Para ver el artículo BCE/2003/4 entero click en el enlace. Es un archivo .pdf

http://www.ecb.int/ecb/legal/pdf/l_0...es00160019.pdf

Un saludo.

----------


## 46u5t1n

He estado de vacaciones y no he podido responder antes.
Una cosita: ¿alguien ha visto un programa de la televisión de España en la que tienen una cinta automática con billetes encima que va dejando caer billetes en una cubeta y el que llama por telefono se lo lleva? creo que lo emiten en la Sexta o en Telecinco, pero utilizan los billetes de la imagen.
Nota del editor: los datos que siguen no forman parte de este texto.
PR #77, opened 2019-10-08
capstone: add cs_regs_access

### LINKED ISSUE #63: Support v4 cs_regs_access API
cs_regs_access API: https://www.capstone-engine.org/op_access.html

SWW13:
Adds support for `cs_regs_access`, fixes #63.

I'm not sure how to implement the tests yet, the `instructions_*` tests are a bit complicated on first sight.

### DIFF
--- a/capstone-rs/src/capstone.rs
+++ b/capstone-rs/src/capstone.rs
@@ -388,15 +388,7 @@ impl Capstone {
     /// 2. Skipdata is disabled
     /// 3. Capstone was not compiled in diet mode
     pub fn insn_regs_access<'s, 'i: 's>(&'s self, insn: &'i Insn) -> CsResult<InsnRegsAccess> {
-        if !self.detail_enabled {
-            Err(Error::DetailOff)
-        } else if insn.id().0 == 0 {
-            Err(Error::IrrelevantDataInSkipData)
-        } else if Self::is_diet() {
-            Err(Error::IrrelevantDataInDiet)
-        } else {
-            Ok(unsafe { insn.regs_access(self.csh()) })
-        }
+        insn.regs_access(self.csh())
     }
 
     /// Returns a tuple (major, minor) indicating the version of the capstone C library.
--- a/capstone-rs/src/capstone.rs
+++ b/capstone-rs/src/capstone.rs
@@ -11,7 +11,9 @@ use capstone_sys::*;
 use crate::constants::{Arch, Endian, ExtraMode, Mode, OptValue, Syntax};
 use crate::error::*;
 use crate::ffi::str_from_cstr_ptr;
-use crate::instruction::{Insn, InsnDetail, InsnGroupId, InsnId, Instructions, RegId};
+use crate::instruction::{
+    Insn, InsnDetail, InsnGroupId, InsnId, InsnRegsAccess, Instructions, RegId,
+};
 
 
 /// An instance of the capstone disassembler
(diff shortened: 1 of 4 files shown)


capstone-rs/src/instruction.rs
```diff
@@ -328,6 +345,64 @@ impl<'a> InsnDetail<'a> {
     }
 }
 
+impl<'a> InsnRegsAccess {
+    fn new(cs: csh, ins: &cs_insn) -> Self {
```
tmfink: Any function that can cause undefined behavior should be marked unsafe.

However, once you move the error checking (checking return value), then this shouldn't need to be marked unsafe.

capstone-rs/src/capstone.rs
```diff
@@ -378,6 +380,25 @@ impl Capstone {
...
     }
 
+    /// Returns `RegsAccess` structure for a given instruction
+    ///
+    /// Requires:
+    ///
+    /// 1. Instruction was created with detail enabled
+    /// 2. Skipdata is disabled
+    /// 3. Capstone was not compiled in diet mode
+    pub fn insn_regs_access<'s, 'i: 's>(&'s self, insn: &'i Insn) -> CsResult<InsnRegsAccess> {
```
tmfink: Instead of trying to do all of the error handling here, check the returned integer and convert that to a `CsResult`.
You can move that logic into 
That way, we don't have to manually track all possible errors that capstone should be handling anyway.

For examples, see `disasm()`. Also, `From<capstone_sys::cs_err::Type>` is implemented for `Error`, so you can use Error::from(capstone_sys_rc)` to do the error parsing for you.

capstone-rs/src/instruction.rs
```diff
@@ -328,6 +345,64 @@ impl<'a> InsnDetail<'a> {
...
+        let mut regs_read = [0u16; 64];
+        let mut regs_read_count = 0u8;
+        let mut regs_write = [0u16; 64];
+        let mut regs_write_count = 0u8;
+
+        unsafe {
+            cs_regs_access(
```
tmfink: check this return value to create a CsResult

capstone-rs/src/instruction.rs
tmfink: Have this return a `CsResult<Self>` instead

capstone-rs/src/instruction.rs
```diff
@@ -145,6 +145,14 @@ pub struct Insn<'a> {
 /// `ArchDetail` enum.
 pub struct InsnDetail<'a>(pub(crate) &'a cs_detail, pub(crate) Arch);
 
+/// Contains information about registers accessed by an instruction, either explicitly or implicitly
+pub struct InsnRegsAccess {
```
tmfink: Add `#[derive(Debug, Clone, PartialEq, Eq)]`

capstone-rs/src/instruction.rs
```diff
@@ -328,6 +345,64 @@ impl<'a> InsnDetail<'a> {
...
+        RegsIter(self.regs_write[..self.regs_write_count as usize].iter())
+    }
+
+    /// Returns the number of explicit and implicit write registers
+    pub fn regs_write_count(&self) -> u8 {
+        self.regs_write_count
+    }
+}
+
+impl Debug for InsnRegsAccess {
```
tmfink: You can just derive the Debug impl; see above comment

capstone-rs/src/instruction.rs
```diff
@@ -328,6 +345,64 @@ impl<'a> InsnDetail<'a> {
     }
 }
 
+impl<'a> InsnRegsAccess {
+    fn new(cs: csh, ins: &cs_insn) -> Self {
+        let mut regs_read = [0u16; 64];
```
tmfink: Use `cs_regs` type directly instead of manually declaring an array.

capstone-rs/src/instruction.rs
tmfink: If you can't derive `Debug` because the arrays are too big (many of these impls are only defined for arrays up to a certain size), then add a comment explaining why you can't derive `Debug`.

tmfink:
@SWW13 Thanks for the pull-request! This is great work.

If you have any questions related to review comments or capstone, feel free to reach out.

capstone-rs/src/instruction.rs
SWW13: `Debug, PartialEq, Eq` can't be derived because of the array with size `>32`, I added a comment

capstone-rs/src/instruction.rs
SWW13: Can you give an example how to initialize a variable with a type?

capstone-rs/src/instruction.rs
tmfink: Could you manually impl `PartialEq`, `Eq`?

capstone-rs/src/instruction.rs
tmfink: It looks like `cs_regs` is a type alias:

~~~rust
pub type cs_regs = [u16; 64usize];
~~~

Just add an explicit type instead of using type inference:

~~~rust
let mut regs_read: cs_regs = [0u16; 64];
~~~

tmfink:
Addresses #84

tmfink:
Thanks for the PR, but I decided to go with #149 as a starting point.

Son billetes de euro falsos lo más reales posibles. Las diferencias radican en que los identificadores de billetes reales no los tiene. Por ejemplo: la banda iridiscente es un bonito efecto de cilindro, el número del valor que esta impreso mitad y mitad por ambas caras esta impreso totalmente por las dos, hay un escudo de la UE en todos los reversos que no estan en los reales y, por supuesto, no hay marca de agua.
Si los de la tele los utilizan para simbolizar dinero, ¿por que yo no?
Otra cosa: Mi impresora y mi escaner si me deja imprimir y escanear billetes, pero imprimir estos SI es ilegal.

 P.D: angelilliks, es esto a lo que te refieres?

----------


## helmet

Yo utilizo unos con la palabra falso impresa en un lado, pero hay que procurar no mostrar nunca ese lado.

----------


## R-Now

Yo he pensado en ir a una imprenta para que alli me los impriman. Simplemente les explico para qué es, les hago el juego del cambio de billete para que se den cuenta de que sí que soy mago, y me los imprimen.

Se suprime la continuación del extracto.